Usually the free Web page that comes with your Internet account is defined as being a personal page, meaning that you may not explicitly offer commercial services from it. ISPs normally have different rates for commercial pages. Ask your ISP how they define the difference.

File transfer client

You can use your Web browser to upload your html files, one at a time, but a real ftp client lets you select and upload multiple files in one step, and also lets you rename and delete in the remote directory.

I like to use WS_ftp for file transfer. I think WS ftp is pretty hard to beat for simple, intuitive interface and general ease of use. It also has a feature where you can examine local and remote directory listings in Notepad windows. Having access to the text of the file list like that is sometimes handy for site maintenance.

Windows native ftp

Windows 95 and later* comes with an undocumented text-mode ftp client, which you run from a DOS window, which also supports multiple file transfer: you can use that if nothing else. It has pretty much the same command syntax as command-line ftp on Unix.

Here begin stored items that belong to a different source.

PR #39, opened 2017-08-08
[API] TensorFlow Graph Transformer

phi-dbq:

API design and reference implementation of a Spark MLlib Transformer from any TensorFlow Graph.

**Notice** 
This implementation is only a proof-of-concept reference. We will break it up into multiple PRs with finer grain tests and documentations. 

This is not an implementation of the (attention-based) Transformer architecture (https://arxiv.org/abs/1706.03762). 

## How is this patch tested?

- [x] Integration tests
- [x] Manual tests


python/sparkdl/transformers/tf_tensor.py
```diff
@@ -0,0 +1,93 @@
...
+    We assume that 
+    - All graphs have a "minibatch" dimension (i.e. an unknown leading
+      dimension) in the tensor shapes.
+    - Input DataFrame has an array column where all elements have the same length
+
+    .. note:: The input tensorflow graph should have appropriate weights constantified,
+              since a new session is created inside this transformer.
+    """
+
+    graphFunction = Param(Params._dummy(), "graphFunction",
```
phi-dbq: The intention is to provide this as the Transformer API and provide utilities to convert any TensorFlow/Keras graph into a `GraphFunction` object.

sueann: `GraphFunction` and `IsolatedSession` were added as internal classes not to be  exposed to users, only to be used within the internals of sparkdl, so we shouldn't have `GraphFunction` be a param user defines. These are foreign concepts to TensorFlow users. We should stick with what users know as much as possible so that this functionality is as easy for them to use as possible. Making this API match the one TFoS guys are building (https://github.com/yahoo/TensorFlowOnSpark/pull/114/files) would be better. If you think the proposed API in https://github.com/yahoo/TensorFlowOnSpark/pull/114/files is not as good, we should discuss.

python/sparkdl/transformers/tf_tensor.py
```diff
@@ -0,0 +1,93 @@
...
+            feeds, fetches = issn.importGraphFunction(gfn, prefix='')
+            assert len(feeds) == 1, 'only support single input TF model'
+            assert len(fetches) == 1, 'only support single output TF model'
+
+            orig_in_name = tfx.op_name(issn.graph, feeds[0])
+            input_df = analyzed_df.withColumnRenamed(
+                self.getInputCol(), orig_in_name).select(orig_in_name)
+            output_df = tfs.map_blocks(fetches, input_df)
+            orig_out_name = tfx.op_name(issn.graph, fetches[0])
+            final_df = output_df.withColumn(
```
sueann: you can do a rename for the column instead

python/sparkdl/transformers/tf_tensor.py
sueann: We may not need all the params the other API has, but if that is the case, we should have this API start with params that are a strict subset of the other API.

phi-dbq:
I am designing the API around TensorFlow Graph + Input/Output Tensors.
The TFoS API takes a checkpoint directory for the (meta) graph. We can get a utility function to convert it to a TensorFlow Graph.

python/sparkdl/transformers/param.py
```diff
@@ -91,12 +94,23 @@ def getOutputCol(self):
         """
         return self.getOrDefault(self.outputCol)
 
-
 # New in sparkdl
 
 class SparkDLTypeConverters(object):
 
     @staticmethod
+    def toTFGraph(value):
```
phi-dbq: Directly importing `tf.GraphDef` without the input tensor mapping is not working.
Thus the user either provides a `TensorFlow Graph` or provide a `GraphFunction` (for developers).

python/sparkdl/transformers/param.py
```diff
@@ -45,6 +46,8 @@ def wrapper(self, *args, **kwargs):
     return wrapper
 
 
+""" TensorFlow Specific Parameters """
```
sueann: hasInputCol is not TensorFlow specific. in fact, it was copied from pyspark...!

python/sparkdl/transformers/tf_tensor.py
```diff
@@ -0,0 +1,105 @@
...
+    """ Apply a transform with a graph function
+    """
+    analyzed_df = tfs.analyze(df)
+
+    with IsolatedSession() as issn:
+        feeds, fetches = issn.importGraphFunction(gfn, prefix='')
+        assert len(feeds) == 1, 'only support single input TF model'
+        assert len(fetches) == 1, 'only support single output TF model'
+
+        # Change the column name for TensorFrames
```
sueann: it's not much code -- why not just put it in the transformer and skip having to convert from/to GraphFunction? also can keep using the IsolatedSession there then.

python/sparkdl/transformers/tf_tensor.py
```diff
@@ -0,0 +1,105 @@
...
+
+        # Change the names back
+        orig_out_name = tfx.op_name(issn.graph, fetches[0])
+        final_df = (output_df
+                    .withColumnRenamed(orig_out_name, output_col)
+                    .withColumnRenamed(orig_in_name, input_col))
+
+    return final_df
+
+class TFOneDimTensorTransformer(Transformer, HasInputCol, HasOutputCol,
```
sueann: I'd just name it TFTransformer or TFModel. We can add to the doc that it only supports 1-d arrays currently.

python/tests/transformers/tf_tensor_test.py
```diff
@@ -0,0 +1,157 @@
...
+            transfomer = TFOneDimTensorTransformer(
+                tfGraph=sess.graph, inputTensor=x, outputTensor=z,
+                inputCol='vec', outputCol='outCol')
+            final_df = transfomer.transform(analyzed_df)
+            out_tgt = grab_df_arr(final_df, 'outCol')
+            
+        self.assertTrue(np.allclose(out_ref, out_tgt))
+            
+
+    def test_simple_graph_function(self):
```
sueann: what does this test? it seems like the difference between this and test_simple() is that this one uses GraphFunction and IsolatedSession? I don't think that test belongs in this class (and the functionality should have been tested in the Suites for GraphFunction/IsolatedSession anyway).

python/sparkdl/transformers/param.py
```diff
@@ -122,3 +134,49 @@ def converter(value):
...
+        super(HasOutputTensor, self).__init__()
+
+    def setOutputTensor(self, value):
+        return self._set(outputTensor=value)
+
+    def getOutputTensor(self):
+        return self.getOrDefault(self.outputTensor)
+
+
+class HasInputTensor(Params):
```
anfeng: Normally, we need to handle multiple 1+ input tensors. See TensorFlow Serving as a reference.

python/sparkdl/transformers/tf_tensor.py
```diff
@@ -0,0 +1,105 @@
...
+        __init__(self, tfGraph=None, inputTensor=None, outputTensor=None,
+                 inputCol=None, outputCol=None)
+        """
+        super(TFOneDimTensorTransformer, self).__init__()
+        kwargs = self._input_kwargs
+        self.setParams(**kwargs)
+
+    @keyword_only
+    def setParams(self, tfGraph=None, inputTensor=None, outputTensor=None,
+                  inputCol=None, outputCol=None):
```
anfeng: We need to handle multiple input colmns.

anfeng: Also for output columns

python/sparkdl/transformers/param.py
anfeng: Also for output tensors. See https://github.com/tensorflow/serving/blob/master/tensorflow_serving/example/mnist_saved_model.py#L109-L114

python/sparkdl/transformers/tf_tensor.py
phi-dbq: I am wondering if we want the tensors to be in separate columns or in fields of a nested column?

python/sparkdl/transformers/tf_tensor.py
```diff
@@ -0,0 +1,94 @@
...
+import sparkdl.graph.utils as tfx
+from sparkdl.transformers.param import (
+    keyword_only, HasInputMapping, HasOutputMapping, SparkDLTypeConverters,
+    HasTFGraph, HasTFHParams)
+
+__all__ = ['TFTensorTransformer']
+
+logger = logging.getLogger('sparkdl')
+
+class TFTensorTransformer(Transformer, HasTFGraph, HasTFHParams, HasInputMapping, HasOutputMapping):
```
sueann: TFTensorTransformer is redundant since it spells out to be TensorFlowTensorTransformer. Why not just TFTransformer or TFModel?

python/sparkdl/transformers/tf_tensor.py
```diff
@@ -69,37 +42,53 @@ class TFOneDimTensorTransformer(Transformer, HasInputCol, HasOutputCol,
...
+                fetches.append(tfx.get_tensor(issn.graph, tnsr))
+                old_colname = tfx.op_name(issn.graph, tnsr)
+                output_renaming[old_colname] = new_colname
+
+            gfn = issn.asGraphFunction(feeds, fetches)
+
+        analyzed_df = tfs.analyze(df)
+
+        with IsolatedSession() as issn:
+            _, fetches = issn.importGraphFunction(gfn, prefix='')
```
sueann: Lines 83-33: why do you need to create a GraphFunction and then importGraphFunction to get fetches vs just using the fetches from above? 

Somewhat related: `analyzed_df = tfs.analyze(df)` (line 85) doesn't have to be called right there, right? Could be called before the first `IsolatedSession` here?

phi-dbq: The use of two sessions is due to the fact that exporting to `GraphFunction` modifies the graph and it has to be imported in another session.

sueann: oh i see... if we just need strip_and_freeze we should just call that here directly because this is hiding the fact that that is what (and all) we are doing.

phi-dbq: It also seems that importing graph_def directly is a bit flaky. `importGraphFunction` attaches the names and tensors correctly. It might just save us a few lines of code.

python/tests/transformers/tf_tensor_test.py
```diff
@@ -0,0 +1,184 @@
...
+            # Rename the output column (by default, the name of the fetch op's name)
+            orig_out_name = tfx.op_name(issn.graph, fetches[0])
+            final_df = output_df.withColumnRenamed(orig_out_name, output_col)
+
+        arr_ref = grab_df_arr(final_df, output_col)
+
+        # Using the Transformer
+        transformer = TFModelTransformer(tfGraph=gfn,
+                                         inputMapping={
+                                             input_col: gfn.input_names[0]
```
phi-dbq: We can either provide names or tensors for the mappings

python/tests/transformers/tf_tensor_test.py
```diff
@@ -38,6 +41,55 @@ def _get_rand_vec_df(self, num_rows, vec_size):
...
+            for row in df.rdd.toLocalIterator():
+                arr = np.array(row.vec)[np.newaxis, :]
+                _results.append(sess.run(z, {x: arr}))
+            out_ref = np.hstack(_results)
+
+        # Load the saved model checkpoint
+        # We want to clear device assignment in order to run it anywhere we want
+        with IsolatedSession() as issn:          
+            saver = tf.train.import_meta_graph('{}.meta'.format(saved_path), clear_devices=True)
+            saver.restore(issn.sess, saved_path)
```
phi-dbq: We have to export this checkpoint as `GraphFunction` in the same session where it is restored. Since the variables are only initialized in this session.

phi-dbq: Also it seems that we have to import the `meta_graph` first or there won't be any graph in this session (tried with either `IsolatedSession` or standard 'tf.Session').

python/tests/transformers/tf_tensor_test.py
```diff
@@ -0,0 +1,236 @@
...
+        model_temp_dir = tempfile.mkdtemp()        
+        ckpt_dir = os.path.join(model_temp_dir, 'model_ckpt')
+        with tf.Session() as sess:
+            x = tf.placeholder(tf.float64, shape=[None, vec_size], name='tnsrIn')
+            w = tf.Variable(tf.random_normal([vec_size], dtype=tf.float64),
+                            dtype=tf.float64, name='varW')
+            z = tf.reduce_mean(x * w, axis=1, name='tnsrOut')            
+            sess.run(w.initializer)
+            saver = tf.train.Saver(var_list=[w])
+            saved_path = saver.save(sess, ckpt_dir, global_step=2702)
```
phi-dbq: Save the model and record the current `global_step`. Then we'd expect files like these.
```
model.ckpt-2702.index
model.ckpt-2702.meta
model.ckpt-2702.data-00000-of-00001
```

python/tests/transformers/tf_tensor_test.py
```diff
@@ -0,0 +1,236 @@
...
+        # We want to clear device assignment in order to run it anywhere we want
+        with IsolatedSession() as issn:          
+            saver = tf.train.import_meta_graph('{}.meta'.format(saved_path), clear_devices=True)
+            saver.restore(issn.sess, saved_path)
+            gfn = issn.asGraphFunction(
+                [tfx.get_tensor(issn.graph, 'tnsrIn')],
+                [tfx.get_tensor(issn.graph, 'tnsrOut')])
+
+        transformer = TFModelTransformer(tfGraph=gfn,
+                                         inputMapping={
```
phi-dbq: We should be better reversing the input mapping to match the `feed_dict` method.

python/sparkdl/graph/utils.py
```diff
@@ -95,31 +95,49 @@ def get_tensor(graph, tfobj_or_name):
...
+        # WARNING: this depends on TensorFlow's tensor naming convention
+        name = tfobj_or_name
+        name_parts = name.split(":")
+        assert len(name_parts) <= 2, name_parts
+        if len(name_parts) < 2:
+            name += ":0"
+        return name
+    elif hasattr(tfobj_or_name, 'graph'):
+        tfobj = tfobj_or_name
+        return get_tensor(tfobj.graph, tfobj).name
```
thunterdb: `tensor_name`

python/sparkdl/graph/utils.py
```diff
@@ -95,31 +95,49 @@ def get_tensor(graph, tfobj_or_name):
...
+    else:
+        raise TypeError('invalid tf.Tensor name query type {}'.format(type(tfobj_or_name)))
 
-def as_op_name(name):
+def as_op_name(tfobj_or_name):
```
thunterdb: We have 5 functions that compute some names in this file, this is at least two too many.

python/sparkdl/transformers/tf_tensor.py
```diff
@@ -0,0 +1,94 @@
...
+
+            fetches = []
+            for tnsr, output_colname in self.getOutputMapping():
+                fetches.append(tfx.get_tensor(issn.graph, tnsr))
+                tf_expected_colname = tfx.op_name(issn.graph, tnsr)
+                output_renaming[tf_expected_colname] = output_colname
+
+            gfn = issn.asGraphFunction(feeds, fetches, strip_and_freeze=True)
+
+        analyzed_df = tfs.analyze(df)
```
thunterdb: The analyze() function is not smart enough currently to know that the data is already analyzed, so it make take a substantial amount of time. This is an easy fix in tensorframes though.

python/sparkdl/transformers/tf_tensor.py
```diff
@@ -0,0 +1,94 @@
...
+        """
+        super(TFTransformer, self).__init__()
+        kwargs = self._input_kwargs
+        return self._set(**kwargs)
+
+    def _transform(self, dataset):
+        df = dataset
+        output_renaming = {}
+
+        with IsolatedSession(graph=self.getTFGraph()) as issn:
```
thunterdb: I see why you need this currently. There is a `feed_dict` arguments for `map_rows` that does exactly what you want in tensorframes. It still needs to be implemented for `map_blocks`, but this is a quick fix.

thunterdb: Once this argument is there, this block of code will not be required anymore.

thunterdb: Also, errors here are going to be confusing because you are renaming the columns.

python/sparkdl/transformers/tf_tensor.py
thunterdb: @phi-dbq what do you mean by flaky? I do not understand why simply using `import_graph_def` would not work here.

python/tests/transformers/tf_tensor_test.py
```diff
@@ -0,0 +1,236 @@
...
+            _results = []
+            for row in df.rdd.toLocalIterator():
+                arr = np.array(row.vec)[np.newaxis, :]
+                _results.append(sess.run(z, {x: arr}))
+            out_ref = np.hstack(_results)
+
+        # Apply the transform
+        transfomer = TFTransformer(tfGraph=graph,
+                                   inputMapping={
+                                       'vec': x
```
thunterdb: why are there new lines here?

python/sparkdl/transformers/tf_tensor.py
phi-dbq: Sometimes one might use a session without resetting the default graph. 
```
with tf.Session as sess:
    tf.import_graph_def(graph_def, name='')
    sess.run(...)
``` 

In case there is a default graph and there is a name conflict, the tensors in the imported graph will be renamed automatically.

python/sparkdl/transformers/param.py
```diff
@@ -107,13 +196,11 @@ def toStringOrTFTensor(value):
                 raise TypeError("Could not convert %s to tensorflow.Tensor or str" % type(value))
 
     @staticmethod
-    def toTFGraph(value):
-        # TODO: we may want to support tf.GraphDef in the future instead of tf.Graph since user
-        # is less likely to mess up using GraphDef vs Graph (e.g. constants vs variables).
-        if isinstance(value, tf.Graph):
+    def toGraphFunction(value):
```
sueann: this is unused?

python/sparkdl/transformers/param.py
```diff
@@ -92,11 +123,69 @@ def getOutputCol(self):
         return self.getOrDefault(self.outputCol)
 
 
-# New in sparkdl
+class HasOutputCols(Params):
```
sueann: unused?

python/sparkdl/transformers/param.py
```diff
@@ -68,12 +74,37 @@ def getInputCol(self):
         return self.getOrDefault(self.inputCol)
 
 
+class HasInputCols(Params):
```
sueann: unused

python/sparkdl/transformers/tf_tensor.py
sueann: I thought the internal logic here might change given the changes in tensorframes, is that not true?

python/sparkdl/transformers/tf_tensor.py
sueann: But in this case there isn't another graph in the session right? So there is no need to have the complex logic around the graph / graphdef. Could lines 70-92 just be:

Type ftp at a DOS prompt to start ftp, and bye or quit to terminate ftp and go back to the DOS prompt.

Some text-mode ftp commands
open Open ftp address (or you can type ftp [address] from the DOS prompt)
? List available commands
help List available commands, or help [command] to display description of command
dir List files in the working (current) directory on the remote system
pwd "Print" working directory (display current directory on remote system)
cd Change directory on remote system
get Transfer a single file from the remote system to your computer
mget Transfer multiple files from the remote system to your computer
put Transfer a single file from your computer to the remote system
mput Transfer multiple files from your computer to the remote system
delete  Delete a file on the remote system
status Show current option status
close Disconnect from remote system (without exiting ftp)
bye Exit ftp (to DOS prompt)
quit

I found a text-mode ftp help page which covers Windows ftp.

Filenames and attributes on the server

If you were editing your pages on a DOS/Win3 system, they had the extension htm on your hard disk, and you had to change them after you uploaded. A Unix system will also treat woof.htm and woof.html as different filenames: you had to upload, delete woof.html on the server (the old version) and then rename the new file "woof.htm" to "woof.html".

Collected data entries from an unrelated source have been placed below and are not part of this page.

PR #42, opened 2017-08-10
Linter

phi-dbq:

Add prospector for style checking, etc.


thunterdb:
@phi-dbq thanks! Can you please document in the README (for example in running teh unit tests) that you need prospector installed with a link to the page of that tool?
Also, I am surprised it has not found anything... Are there some good rules we have not turned on?

PR #46, opened 2017-08-26
Add support for Reading GIF files

seanpquig:
We have been using this library over at [GIPHY|https://github.com/Giphy] and love it.  We had to adapt it to work with GIFs, and we thought we'd share some of the changes with the community.  It includes:

- [x] `readGifs` function that reads a directory of GIFs and splits them out into individual frames/images that can be fed into `InceptionV3` and other models.
- [x] supporting unit tests mimicking tests in `TestReadImages`
- [x] updates to `.gitignore`

### DIFF
--- a/.gitignore
+++ b/.gitignore
@@ -2,6 +2,7 @@
 *.log
 *.pyc
 build/*.jar
+.coverage
 
 docs/_site
 docs/api
@@ -17,6 +18,9 @@ lib_managed/
 src_managed/
 project/boot/
 project/plugins/project/
+
+# spark
+metastore_db
 
 # intellij
 .idea/
--- a/python/sparkdl/image/imageIO.py
+++ b/python/sparkdl/image/imageIO.py
@@ -34,6 +34,10 @@ imageSchema = StructType([StructField("mode", StringType(), False),
                           StructField("nChannels", IntegerType(), False),
                           StructField("data", BinaryType(), False)])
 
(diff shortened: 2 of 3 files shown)


thunterdb:
Hello @seanpquig thank you very much for this contribution, we will be happy to add support for GIFs to Deep Learning Pipelines. 

I have some design questions about the new schema added for GIF which we should be able to resolve without too much change on your side.

To give some context, we are in the process of consolidating different image processing solutions around the image schema described in `python/sparkdl/image/imageIO.py` and I believe that we can add some extra fields to the image schema to handle gifs, without having to create a separate schema. Before offering some changes, I would like to understand a bit more some of the use case: from looking at `gifSchema`, it looks like you do not use the fact that frames in a GIF are ordered and you simply store them independently in a dataframe? Do you foresee such a use case of keeping all the frames together?

seanpquig:
Hey @thunterdb.  I tried to take a minimal and flexible approach and have the gif schema be per frame and identical to the image schema with an additional `frameNum` field to keep track of ordering.  This has allowed us to write our own custom functions and processing to do things like frame sampling, averaging model predictions across frames, and investigating ordering effects.

I think combining in a common schema could be great as long as it doesn't sacrifice any information and the ability to access individual frames.  Perhaps images could be loosely modeled as special case of a GIF that has a single frame.  Your thoughts?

Unix filenames are case-sensitive: index.html and INDEX.html are different filenames on a Unix system. The simplest thing is to keep everything lower case. Also, Unix Web servers expect Web page filenames to have the four-character extension html.

I believe Windows-based Web servers can handle links correctly to files with the Unix-style "html" extension, but require "index.htm" as the default filename. When I moved my site from Computech to Icehouse, I had to switch my home page filename from index.html to index.htm and change all my internal hyperlinks to the home page.

An internal hyperlink is a link between two html files that are both part of your Web site, or from one place to another within a single file. An external hyperlink points to a URL out on the Internet somewhere.

There are Internet Web sites with URL addresses that use the three-character extension ".htm". Don't change those to ".html", or you'll break the link. Sorry, but you can't just globally search-and-replace ".htm" to ".html".

Internal hyperlinks can have either absolute or relative addresses. An absolute address is a pathname that looks like /foo/bar/whizbang.html and gives a full path starting from the root directory, symbolized by the initial slash in the pathname. External URLs are normally absolute, and include a protocol and system name as well. A relative address is either just a filename, or a relative pathname that's assumed to start from whatever directory is current. A relative pathname begins with a directory name, not a slash.

Your life as a Web author will be a lot easier if all your internal hyperlinks use relative addresses. That way they will work exactly the same on the server and when you are previewing locally. They'll also keep working if your provider changes the location of user pages on the server.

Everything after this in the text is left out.